We produce more food than anybody in the USA but I worry about all the manufacturing that's moved overseas...even American companies. We don't build much of anything here any more. I don't know how the type of people who used to go to work for good union wages in factories here get by now.


----------



## FlashCrazy (Jul 28, 2009)

276 said:


> I was just on Flashlight connection and on there it says that he has in stock the new T100C2 & the T20C2 basic.


 
More versions will be listed shortly.


----------



## SpinDrift (Jul 28, 2009)

recDNA said:


> Always wanted to try an Eagletac because they are American made



Has anything, mass market at least, been American made since the '70's? :shrug: Seems everything "Made in America" is a conglomeration of materials with at least some parts/components/materials made in other countries (like cars and tv's). I buy "Made in America" New Balance shoes, but it's just that some shoe models are assembled in America from parts mostly made overseas. But I think if there's a certain percentage of shoes sold that are assembled in the US or a certain percentage of materials in the shoes that are made in the US, then the company can claim "Made in the USA" for it's advertising like every shoe is designed and manufactured/composed of all US made material, and produced in the US. Misleading, to say the least. :thumbsdow



recDNA said:


> I don't know how the type of people who used to go to work for good union wages in factories here get by now.

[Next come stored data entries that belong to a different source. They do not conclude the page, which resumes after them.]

PR #3884, opened 2021-12-27
[opengl] Optimize range_for for ndarrays

ailzhang:
* #3901
* #3900
* __->__ #3884

Note this PR reduces number of generated shaders for mpm88 from 10 to 6.
There's still one gtmp related shader remaining for temporary values
used across multiple shaders. Whether to further remove that shader need
more benchmark so let's just get rid of addtional shaders introduced by
ndarray range_for for now.

### DIFF
--- a/taichi/ir/statements.h
+++ b/taichi/ir/statements.h
@@ -378,6 +378,10 @@ class ExternalTensorShapeAlongAxisStmt : public Stmt {
 
   ExternalTensorShapeAlongAxisStmt(int axis, int arg_id);
 
+  bool has_global_side_effect() const override {
+    return false;
+  }
+
   TI_STMT_DEF_FIELDS(ret_type, axis, arg_id);
   TI_DEFINE_ACCEPT_AND_CLONE
 };
@@ -729,6 +733,7 @@ class RangeForStmt : public Stmt {
   int num_cpu_threads;
   int block_dim;
   bool strictly_serialized;
+  bool range_of_array{false};
 
   RangeForStmt(Stmt *begin,
                Stmt *end,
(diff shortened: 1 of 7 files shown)


taichi/ir/statements.h
```diff
@@ -756,7 +762,8 @@ class RangeForStmt : public Stmt {
                      bit_vectorize,
                      num_cpu_threads,
                      block_dim,
-                     strictly_serialized);
+                     strictly_serialized,
+                     range_of_array);
```
bobcao3, line 766: This parameter name seems slightly confusing?

taichi/transforms/offload.cpp
```diff
@@ -85,19 +85,35 @@ class Offloader {
         } else {
           offloaded->block_dim = s->block_dim;
         }
-        if (auto val = s->begin->cast<ConstStmt>()) {
+
+        // TODO: We need to update codegen for each backend gradually so let's
```
bobcao3, line 89: When we merge this in let's also notify people working on the vulkan ndarray this change

tests/python/test_aot.py
```diff
@@ -202,7 +202,7 @@ def init(d: ti.i32, density1: ti.any_arr(), density2: ti.any_arr(),
 
 @ti.test(arch=ti.opengl)
 def test_opengl_exceed_max_ssbo():
-    # 7 ndarrays + gtmp + args > 8 (maximum allowed)
+    # 8 ndarrays + args > 8 (maximum allowed)
```
bobcao3, line 205: Do we really want this test? This seems a bit arch specific & a lot of devices support more

bobcao3 (approved):
LGTM other than a few minor nitpicks

tests/python/test_aot.py
ailzhang: Yea this test was mainly a self reminder to double check how many ssbos we create in normal cases - we can remove it later :D

PR #3897, opened 2021-12-28
[autodiff] Restrict Independent Block scope for cases with atomic operations on global variables

erizmr:
Related issue = #3912


ailzhang (commented):
Awesome!

ailzhang (approved):
Thanks!!

PR #3899, opened 2021-12-28
[Test] [aot] Add initial AOT CPP test (#3850)

ghuau-innopeak:
Only test the basic feature as the API is still under development. Just
make sure we can serialize and de-serialize the data properly for the
kernels.

Related issue = #3642


ailzhang (approved):
LGTM!

PR #3901, opened 2021-12-29
[opengl] Cache loaded arr elements.

ailzhang:
* __->__ #3901
* #3900
* #3884

WIP: implementation is a bit hacky, for testing only...

Noticed that we're reloading the same elements in ndarrays again and
again in the opengl generated code. This doesn't affect JIT perf on NV
GPUs but I'm suspicious that it's one source of bottleneck on snapdragon
android.

Unlike read-only shape information saved in args buffer, cached ndarray
elements should be invalidated once it's overwritten.


ailzhang:
superseded by #3992

PR #3911, opened 2021-12-30
[Refactor] Remove all occurrences of print_preprocessed and print_ast

### LINKED ISSUE #3748: Remove `print_preprocessed` which is no longer used.
After the ast generator refactor `print_preprocessed` is no longer used(replaced by `print_preprocessed_ir`). We should remove it as well as `print_ast` here. https://github.com/taichi-dev/taichi/blob/master/python/taichi/lang/ast/ast_transformer_utils.py#L199-L204 
This task should be as simple as removing all of `print_preprocessed` and `print_ast`s. 
cc: @lin-hitonami

mzmzm:
Related issue = close #3748


strongoier (approved):
LGTM!

PR #4248, opened 2022-02-10
[misc] Update master version to 0.9.0

ailzhang:
We plan to do our next release as v0.9.0 so let's make sure master has
the correct version.

Related issue = #


k-ye (approved):
🚀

They don't. They are living in cars/tents. Or they were "lucky" enough to get forced into early retirement with less than what they would of gotten with more years or full retirement (like my gf's uncle from Chrysler). We have 12% of the workforce in unions now. It used to be more than 1/3 just 50 years ago, in the era where the average man could attain a good life even without advanced training or a college degree (post WWII to about 1980).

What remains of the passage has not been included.